Una volta in Svizzera c'erano i Coroner e i Celtic Frost. Adesso c'è anche Mirrorthrone, la one-man band di Vladimir Cochet, un capellone oscuro tanto disperato quanto geniale. Questo ragazzone dal dolore sempiterno aveva già mostrato incoraggianti barlumi di talento nei due lavori precedenti a "Gangrene" (tralasciando quelli targati "Unholy Matrimony", altro progetto dello svizzero), ossia "Of Wind And Weeping" e "Carriers Of Dust", in cui però trasparivano una perniciosa ampollosità e una deplorevole inclinazione verso la ridondanza: insomma, per farla breve, troppa scagazzoneria. In "Gangrene" (2008), tuttavia, questi difetti cominciano pian piano a venir meno, permettendoci così di gustarci il punto più alto toccato finora dal caro Vladimir.

Sul disco, che dire? Intanto, naturalmente, non è musica per tutti. In teoria è Metal, in pratica è molto di più. Non è roba, questa, per quei metallari dal vocabolario monosillabico che compongono fioretti col sangue e insultano le signore in sala d'aspetto. No, questa è musica cerebrale e densa, come il barattolo di miele che avete portato in classe urlando che erano le urine del professore, destinata a metallari gentili e savi, di quelli che vanno col corpse painting a sorseggiare il the assieme a qualche antica nobildonna bigotta. Insomma, già dall'intro dominata dal pianoforte di "Dismay", ho esplorato la profonda mestizia del cuore di Vladimir e l'ho fatta mia. Quando, pochi secondi dopo, lo svizzero ha iniziato a urlare in pieno stile Black come se avesse trovato chiuso il bar, ho avvertito una straziante fitta al petto, e non ho più potuto trattenere le lagrime. Sono un frignone, lo so. Ma poco conta: "Gangrene" non è stato ideato per le bimbeminchia che trotterellano al sole ascoltandosi il 50 cent o la Kylie Mignotte di turno: è un lavoro che va ascoltato al cospetto di una cattedrale color bistro, quando la luna si specchia nel lago come Narciso e l'unico altro rumore è quello dei sistri d'argento delle cavallette.

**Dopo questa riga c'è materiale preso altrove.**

PR #9923, opened 2026-02-05
feat(groq): add native JSON Schema structured output for gpt-oss models

eusoubrasileiro:
Add support for Groq's native JSON Schema structured output mode (strict: true) for gpt-oss models (openai/gpt-oss-20b, openai/gpt-oss-120b).

Changes:
- New groqStrictifySchema() utility to transform schemas for Groq's strict mode (additionalProperties: false, all props required, optional→nullable, removes anyOf/oneOf/not at root)
- New getGroqStructuredOutputMethod() to auto-select jsonSchema for gpt-oss models
- Enable structuredOutput: true in profiles for gpt-oss models
- Add jsonSchema case in withStructuredOutput() method

### DIFF
--- a/libs/providers/langchain-groq/src/tests/groq-schema.test.ts
+++ b/libs/providers/langchain-groq/src/tests/groq-schema.test.ts
@@ -171,10 +171,7 @@ describe("groqStrictifySchema", () => {
 
   it("should throw when root anyOf has no object variant", () => {
     const schema = {
-      anyOf: [
-        { type: "string" },
-        { type: "number" },
-      ],
+      anyOf: [{ type: "string" }, { type: "number" }],
     };
 
     expect(() => groqStrictifySchema(schema)).toThrow(


libs/providers/langchain-groq/src/utils/groq-schema.ts
```diff
@@ -0,0 +1,262 @@
...
+        // Replace root with the object variant
+        const cleaned = groqStrictifySchema(objectVariant, true);
+        return { ...cleaned, type: "object" };
+      }
+    }
+
+    // Ensure root is explicitly type: "object" and remove forbidden keywords
+    delete result.anyOf;
+    delete result.oneOf;
+    delete result.not;
```
christian-bromann: If the root has anyOf but none of its variants are objects (e.g., anyOf: [{ type: "string" }, { type: "number" }]), the code deletes anyOf without replacing it with anything meaningful. The resulting schema would have no type, no properties -- essentially empty and invalid. Consider throwing an error if no object variant is found, rather than silently producing a broken schema.

libs/providers/langchain-groq/src/utils/groq-schema.ts
```diff
@@ -0,0 +1,262 @@
...
+    return { ...schema, type: Array.from(new Set([...schema.type, "null"])) };
+  }
+
+  // Has properties but no type - it's an object
+  if (schema.properties) {
+    return { ...schema, type: ["object", "null"] };
+  }
+
+  // Last resort: assume string (safer than anyOf which breaks root)
+  return { ...schema, type: ["string", "null"] };
```
christian-bromann: If a schema has no type, no properties, no enum, and no anyOf, the function silently assumes it's a string. This could hide bugs -- a schema with a $ref but no type would get incorrectly converted. Consider either throwing or returning unchanged.

libs/providers/langchain-groq/src/chat_models.ts
```diff
@@ -1423,14 +1428,51 @@ export class ChatGroq extends BaseChatModel<
...
     let outputParser: BaseLLMOutputParser<RunOutput>;
     let llm: Runnable<BaseLanguageModelInput>;
 
-    if (method === "jsonMode") {
+    if (method === "jsonSchema") {
+      // Native JSON Schema mode for gpt-oss models
+      // Uses Groq's strict JSON Schema response format
+      const schemaName = name ?? "structured_output";
+      const description = getSchemaDescription(schema);
+      const jsonSchema = toJsonSchema(schema);
```
christian-bromann: When schema is already a plain JSON object (not Zod), toJsonSchema double-converts. While toJsonSchema likely handles this gracefully, it's worth being explicit. The OpenAI implementation handles this by passing the raw [schema directly](https://github.com/Muhammad-Kamran-Khan/langchainjs/blob/a3530be314966dab139cbddcf7a64eb303935c37/libs/providers/langchain-openai/src/chat_models/base.ts#L1046).

libs/providers/langchain-groq/src/utils/groq-schema.ts
```diff
@@ -0,0 +1,262 @@
...
+  return result;
+}
+
+/**
+ * Models that support native JSON Schema structured output.
+ */
+const MODELS_WITH_JSON_SCHEMA_SUPPORT = [
+  "openai/gpt-oss-20b",
+  "openai/gpt-oss-120b",
+];
```
christian-bromann: This will get potentially outdated, shall we do `model.startsWith("openai/gpt-oss")` instead?

eusoubrasileiro:
please take a look if I missed anything
thanks a lot!

libs/providers/langchain-groq/src/profiles.ts
```diff
@@ -169,7 +169,7 @@ const PROFILES: Record<string, ModelProfile> = {
     audioOutputs: false,
     videoOutputs: false,
     toolCalling: true,
-    structuredOutput: false,
+    structuredOutput: true, // Supports native JSON Schema structured output
```
christian-bromann:
```suggestion
    structuredOutput: true,
```

libs/providers/langchain-groq/src/profiles.ts
```diff
@@ -183,7 +183,7 @@ const PROFILES: Record<string, ModelProfile> = {
...
```
christian-bromann:
```suggestion
    structuredOutput: true,
```

christian-bromann (approved):
LGTM 👍

christian-bromann:
Thank you for the contribution!

Issue #9930, opened 2026-02-05
@langchain/aws BedrockEmbeddings ignores modelKwargs, has no way to adjust dimension of output vector


boyer-victor:
### Checked other resources

- [x] This is a bug, not a usage question. For questions, please use the LangChain Forum (https://forum.langchain.com/).
- [x] I added a very descriptive title to this issue.
- [x] I searched the LangChain.js documentation with the integrated search.
- [x] I used the GitHub search to find a similar question and didn't find it.
- [x] I am sure that this is a bug in LangChain.js rather than my code.
- [x] The bug is not resolved by updating to the latest stable version of LangChain (or the specific integration package).

### Example Code

The following code show's that the modelKwargs parameter found on the python client does not adjust dimension:

```typescript
import { BedrockEmbeddings } from '@langchain/aws';

const embeddings = new BedrockEmbeddings({
  credentials: {
    accessKeyId: "your-access-key-id",
    secretAccessKey: "your-secret-access-key",
  },
  model: 'amazon.titan-embed-text-v2:0',
  region: process.env["AWS_REGION"] || 'us-east-1',
});

// Embed a query and log the result
const res = await embeddings.embedQuery(
  "What would be a good company name for a company that makes colorful socks?"
);
console.log({ length: res.length });

const embeddings512 = new BedrockEmbeddings({
  credentials: {
    accessKeyId: "your-access-key-id",
    secretAccessKey: "your-secret-access-key",
  },
  model: 'amazon.titan-embed-text-v2:0',
  region: process.env["AWS_REGION"] || 'us-east-1',
 modelKwargs: {
    dimensions: 512
    }
});

const res512 = await embeddings512.embedQuery(
  "What would be a good company name for a company that makes colorful socks?"
);
console.log({ length: res512.length });

```

### Description

I'm using the langchain/aws, but the BedrockEmbeddings which uses a [BedrockEmbeddingParams](https://reference.langchain.com/javascript/interfaces/_langchain_aws.BedrockEmbeddingsParams.html) does not support modelKwargs or any configuration to adjust dimensions, normalization for titan models. It should either be provided in an object or as a top level optional parameter as is the case in the [python library](https://github.com/langchain-ai/langchain-aws/blob/b3d339c0f144ad0ee6a41614a6976c107f07069b/libs/aws/langchain_aws/embeddings/bedrock.py#L45).

### System Info

"bun info langchain"
bun info langchain
[...]

PR #9937, opened 2026-02-06
fix(aws): add modelKwargs and dimensions support to BedrockEmbeddings

akintunero:
BedrockEmbeddings ignored modelKwargs and had no way to adjust the output vector dimension, unlike the Python equivalent and other Bedrock integrations (LLM, Chat) in the same codebase.

Changes:
- Add modelKwargs param to BedrockEmbeddingsParams interface, spread into the InvokeModel request body
- Add dimensions as a first-class param (takes precedence over modelKwargs.dimensions)
- Rename response body variable to avoid shadowing
- Apply same fix to deprecated @langchain/community copy
- Add unit tests verifying request body construction

Fixes langchain-ai/langchainjs#9930

### DIFF
--- a/libs/langchain-community/src/embeddings/bedrock.ts
+++ b/libs/langchain-community/src/embeddings/bedrock.ts
@@ -27,6 +27,23 @@ export interface BedrockEmbeddingsParams extends EmbeddingsParams {
   region?: string;
 
   credentials?: CredentialType;
+
+  /**
+   * Additional keyword arguments to pass to the model as part of the
+   * InvokeModel request body. These are merged into the request payload,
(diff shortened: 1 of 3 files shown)


libs/langchain-community/src/embeddings/bedrock.ts
christian-bromann, line 82: I am not sure if we want to call it `modelKwargs` here, we want to move away from this Python'ish language, so maybe just `modelParameters`?

akintunero: Thanks @christian-bromann 

I agree completely – `modelParameters` is much cleaner.

christian-bromann:
Closing in favor of #9976

PR #9946, opened 2026-02-06
Fix CVE-2025-66031: override node-forge to >=1.3.2

jkennedyvz:
The `node-forge` package (< 1.3.2) has a high severity DoS vulnerability via unbounded ASN.1 recursion. Adding a pnpm override forces all transitive `node-forge` dependencies (from firebase-admin) to resolve to the patched version.


christian-bromann:
Thank you @jkennedyvz 🙏

PR #9973, opened 2026-02-09
fix(google-common): surface actual API error when gaxios throws for non-2xx responses

hntrl:
## Summary

Fixes an issue where `@langchain/google-vertexai` users see `"undefined"` as the error message when Google Gemini can't fetch `image_url` / `fileData` URLs (e.g. CDN thumbnails that 404 due to race conditions, robots.txt-blocked URLs, or timeouts).

The root cause: `GAuthClient._fetch` delegates to `google-auth-library`'s `GoogleAuth.fetch()`, which uses gaxios internally. For non-2xx responses, gaxios **throws** a `GaxiosError` before returning a `Response` object. This meant `_request()`'s well-formatted `!res.ok` error handler was never reached — the raw `GaxiosError` propagated with an empty/undefined `.message`.

### What changed

- **`libs/providers/langchain-google-common/src/auth.ts`**: Wrapped `this._fetch()` in a `try/catch` that intercepts errors thrown by the underlying fetch implementation (e.g. `GaxiosError`), extracts the HTTP status and response body from the error object, and re-throws with the same `"Google request failed with status code N: <body>"` format. Both the `catch` path and the existing `!res.ok` path now funnel through a shared `_throwRequestError()` helper to avoid duplication.

### Before → After

| | Before (bug) | After (fix) |
|---|---|---|
| **Error message** | `"undefined"` or `""` | `"Google request failed with status code 400: {"error":{"code":400,"message":"Cannot fetch content from the provided URL...","status":"INVALID_ARGUMENT"}}"` |
| **`.response.status`** | Available on `GaxiosError` but not surfaced | Preserved on the re-thrown error |
| **Debuggability** | User has no idea what went wrong | User sees exact URL that failed and why |


libs/providers/langchain-google-common/src/auth.ts
```diff
@@ -42,6 +42,32 @@ export abstract class GoogleAbstractedFetchClient
     }
   }
 
+  /* eslint-disable @typescript-eslint/no-explicit-any */
+  /**
+   * Build and throw a standardised Google request error.
+   * Both the `!res.ok` path (native fetch) and the catch path (gaxios)
+   * funnel through here so the caller always sees the same shape.
+   */
+  protected _throwRequestError(
```
christian-bromann, line 48:
```suggestion
  #throwRequestError(
```

libs/providers/langchain-google-common/src/auth.ts
```diff
@@ -42,6 +42,32 @@ export abstract class GoogleAbstractedFetchClient
     }
   }
 
+  /* eslint-disable @typescript-eslint/no-explicit-any */
```
christian-bromann:
```suggestion
```

libs/providers/langchain-google-common/src/auth.ts
```diff
@@ -42,6 +42,32 @@ export abstract class GoogleAbstractedFetchClient
...
+      opts: GoogleAbstractedClientOps;
+      fetchOptions?: Record<string, unknown>;
+    }
+  ): never {
+    const message = body
+      ? `Google request failed with status code ${status}: ${body}`
+      : `Google request failed with status code ${status}`;
+    const error = new Error(message);
+    (error as any).response = response;
+    (error as any).details = context;
```
christian-bromann, line 65: Should we create a custom error class for this?

libs/providers/langchain-google-common/src/auth.ts
```diff
@@ -42,6 +42,32 @@ export abstract class GoogleAbstractedFetchClient
...
+  /* eslint-disable @typescript-eslint/no-explicit-any */
+  /**
+   * Build and throw a standardised Google request error.
+   * Both the `!res.ok` path (native fetch) and the catch path (gaxios)
+   * funnel through here so the caller always sees the same shape.
+   */
+  protected _throwRequestError(
+    status: number,
+    body: string | undefined,
+    response: any,
```
christian-bromann:
```suggestion
    response: unknown,
```

libs/providers/langchain-google-common/src/auth.ts
```diff
@@ -42,6 +42,32 @@ export abstract class GoogleAbstractedFetchClient
...
+  ): never {
+    const message = body
+      ? `Google request failed with status code ${status}: ${body}`
+      : `Google request failed with status code ${status}`;
+    const error = new Error(message);
+    (error as any).response = response;
+    (error as any).details = context;
+    throw error;
+  }
+  /* eslint-enable @typescript-eslint/no-explicit-any */
```
christian-bromann:
```suggestion
```

libs/providers/langchain-google-common/src/auth.ts
hntrl: moved inline

libs/providers/langchain-google-common/src/auth.ts
hntrl: I'd rather match convention in this class here, I think we move to private members later if its important

libs/providers/langchain-google-common/src/auth.ts
hntrl: making the minimally invasive change here. this will be invalidated by new google package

Tracce titaniche che si susseguono senza sosta, da godersi imbronciati e appartati in un cantuccio polveroso, in grado di rovinare qualunque giornata gaudente, come la notizia che la tua ragazza si è scoperta lesbica, e costantemente divise tra orchestrale ed estremo. Come detto prima, però, le esagerazioni e gli eccessi degli scorsi lavori sono storia antica: ogni momento, ogni singola nota è strettamente funzionale all'architettura dell'intero brano, qualunque esso sia.

Un lavoro d'avanguardia piacevole e a tratti geniale, da gustarsi lisciandosi la barba lunga con aria compiaciuta e sofferente, provando un odio insaziabile verso l'umanità. Peccato che il punto debole sia proprio la traccia finale, "So Frail", ma alla fin fine poco importa: cio che è davvero importante è il miglioramento di quest'anima travagliata, alla quale auguro tante buone cose e un prossimo lavoro di qualità ancora superiore. Nel frattempo, godiamoci questa tragedia sinfonica in cui è dolce naufragare.